_What you will do:_ Each line from the first down to the one containing "Thanks for adding the attribute." should be returned exactly as it appears below.
┌─ Data
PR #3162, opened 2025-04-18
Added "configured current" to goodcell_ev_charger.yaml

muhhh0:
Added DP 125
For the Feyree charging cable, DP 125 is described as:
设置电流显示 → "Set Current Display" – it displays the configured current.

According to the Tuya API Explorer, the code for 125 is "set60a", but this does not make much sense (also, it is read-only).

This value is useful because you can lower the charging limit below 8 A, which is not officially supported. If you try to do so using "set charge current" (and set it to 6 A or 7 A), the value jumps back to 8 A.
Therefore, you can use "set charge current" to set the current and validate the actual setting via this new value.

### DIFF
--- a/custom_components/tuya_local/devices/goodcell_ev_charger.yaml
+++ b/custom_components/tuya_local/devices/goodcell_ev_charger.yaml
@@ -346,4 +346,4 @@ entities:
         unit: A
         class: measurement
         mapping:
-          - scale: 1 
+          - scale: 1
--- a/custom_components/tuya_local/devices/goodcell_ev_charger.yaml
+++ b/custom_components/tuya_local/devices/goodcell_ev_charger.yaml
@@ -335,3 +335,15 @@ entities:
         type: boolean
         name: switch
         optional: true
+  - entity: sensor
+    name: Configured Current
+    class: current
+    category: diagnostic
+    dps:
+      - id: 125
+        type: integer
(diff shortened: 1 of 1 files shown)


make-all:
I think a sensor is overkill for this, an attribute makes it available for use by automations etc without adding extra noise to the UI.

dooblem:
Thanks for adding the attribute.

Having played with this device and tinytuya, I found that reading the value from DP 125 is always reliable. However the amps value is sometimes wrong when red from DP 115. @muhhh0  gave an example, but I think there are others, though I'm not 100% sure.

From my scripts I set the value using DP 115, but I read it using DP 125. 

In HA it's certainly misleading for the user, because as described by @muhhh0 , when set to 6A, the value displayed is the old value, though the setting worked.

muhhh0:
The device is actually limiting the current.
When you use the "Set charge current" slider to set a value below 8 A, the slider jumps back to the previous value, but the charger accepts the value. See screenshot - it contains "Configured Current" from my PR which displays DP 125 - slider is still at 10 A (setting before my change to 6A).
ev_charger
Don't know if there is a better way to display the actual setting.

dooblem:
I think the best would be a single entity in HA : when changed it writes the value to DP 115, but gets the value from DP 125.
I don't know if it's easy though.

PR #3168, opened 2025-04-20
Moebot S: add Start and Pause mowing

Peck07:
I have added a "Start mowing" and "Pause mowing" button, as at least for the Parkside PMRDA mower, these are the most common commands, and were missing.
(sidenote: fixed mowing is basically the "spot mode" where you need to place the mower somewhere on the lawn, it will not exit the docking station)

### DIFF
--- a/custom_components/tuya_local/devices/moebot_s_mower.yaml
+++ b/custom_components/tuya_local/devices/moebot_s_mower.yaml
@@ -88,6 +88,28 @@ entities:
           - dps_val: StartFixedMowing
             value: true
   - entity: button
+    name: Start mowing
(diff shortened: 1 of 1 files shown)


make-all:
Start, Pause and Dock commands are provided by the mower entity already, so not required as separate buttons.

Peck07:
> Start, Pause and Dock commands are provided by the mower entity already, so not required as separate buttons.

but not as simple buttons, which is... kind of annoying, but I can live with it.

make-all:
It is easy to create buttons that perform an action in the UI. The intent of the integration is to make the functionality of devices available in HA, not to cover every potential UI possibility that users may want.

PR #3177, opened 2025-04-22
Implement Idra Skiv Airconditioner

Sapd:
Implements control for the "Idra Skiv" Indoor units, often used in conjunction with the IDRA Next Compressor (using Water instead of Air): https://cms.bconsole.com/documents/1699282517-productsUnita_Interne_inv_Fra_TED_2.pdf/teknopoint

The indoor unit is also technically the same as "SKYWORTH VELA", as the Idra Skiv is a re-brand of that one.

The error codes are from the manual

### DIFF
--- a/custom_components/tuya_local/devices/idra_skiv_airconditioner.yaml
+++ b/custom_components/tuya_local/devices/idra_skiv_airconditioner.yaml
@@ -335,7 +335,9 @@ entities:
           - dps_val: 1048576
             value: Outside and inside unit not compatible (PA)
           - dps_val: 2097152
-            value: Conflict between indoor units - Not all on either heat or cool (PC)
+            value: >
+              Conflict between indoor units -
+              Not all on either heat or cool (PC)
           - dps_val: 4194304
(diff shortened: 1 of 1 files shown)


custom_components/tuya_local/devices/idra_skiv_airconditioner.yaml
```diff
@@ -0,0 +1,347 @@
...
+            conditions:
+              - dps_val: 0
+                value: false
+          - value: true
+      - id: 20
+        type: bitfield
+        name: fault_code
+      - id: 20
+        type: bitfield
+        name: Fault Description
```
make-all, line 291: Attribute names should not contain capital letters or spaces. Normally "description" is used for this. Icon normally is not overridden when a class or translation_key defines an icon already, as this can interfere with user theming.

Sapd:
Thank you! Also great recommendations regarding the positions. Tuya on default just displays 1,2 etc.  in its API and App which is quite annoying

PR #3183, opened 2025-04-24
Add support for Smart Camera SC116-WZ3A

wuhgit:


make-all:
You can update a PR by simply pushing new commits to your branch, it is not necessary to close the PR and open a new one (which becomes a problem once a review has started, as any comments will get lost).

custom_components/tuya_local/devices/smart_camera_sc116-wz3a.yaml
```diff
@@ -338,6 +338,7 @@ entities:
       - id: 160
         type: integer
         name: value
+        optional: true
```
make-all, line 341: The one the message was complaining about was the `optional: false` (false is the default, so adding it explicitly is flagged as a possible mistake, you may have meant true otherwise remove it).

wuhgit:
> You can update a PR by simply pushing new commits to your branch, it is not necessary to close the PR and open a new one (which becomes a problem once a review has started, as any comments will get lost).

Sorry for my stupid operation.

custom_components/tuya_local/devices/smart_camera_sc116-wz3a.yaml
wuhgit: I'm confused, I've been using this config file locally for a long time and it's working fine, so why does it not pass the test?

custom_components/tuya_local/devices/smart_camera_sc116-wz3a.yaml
└─
_Solution for this exercise:_
PR #3162, opened 2025-04-18
Added "configured current" to goodcell_ev_charger.yaml

muhhh0:
Added DP 125
For the Feyree charging cable, DP 125 is described as:
设置电流显示 → "Set Current Display" – it displays the configured current.

According to the Tuya API Explorer, the code for 125 is "set60a", but this does not make much sense (also, it is read-only).

This value is useful because you can lower the charging limit below 8 A, which is not officially supported. If you try to do so using "set charge current" (and set it to 6 A or 7 A), the value jumps back to 8 A.
Therefore, you can use "set charge current" to set the current and validate the actual setting via this new value.

### DIFF
--- a/custom_components/tuya_local/devices/goodcell_ev_charger.yaml
+++ b/custom_components/tuya_local/devices/goodcell_ev_charger.yaml
@@ -346,4 +346,4 @@ entities:
         unit: A
         class: measurement
         mapping:
-          - scale: 1 
+          - scale: 1
--- a/custom_components/tuya_local/devices/goodcell_ev_charger.yaml
+++ b/custom_components/tuya_local/devices/goodcell_ev_charger.yaml
@@ -335,3 +335,15 @@ entities:
         type: boolean
         name: switch
         optional: true
+  - entity: sensor
+    name: Configured Current
+    class: current
+    category: diagnostic
+    dps:
+      - id: 125
+        type: integer
(diff shortened: 1 of 1 files shown)


make-all:
I think a sensor is overkill for this, an attribute makes it available for use by automations etc without adding extra noise to the UI.

dooblem:
Thanks for adding the attribute.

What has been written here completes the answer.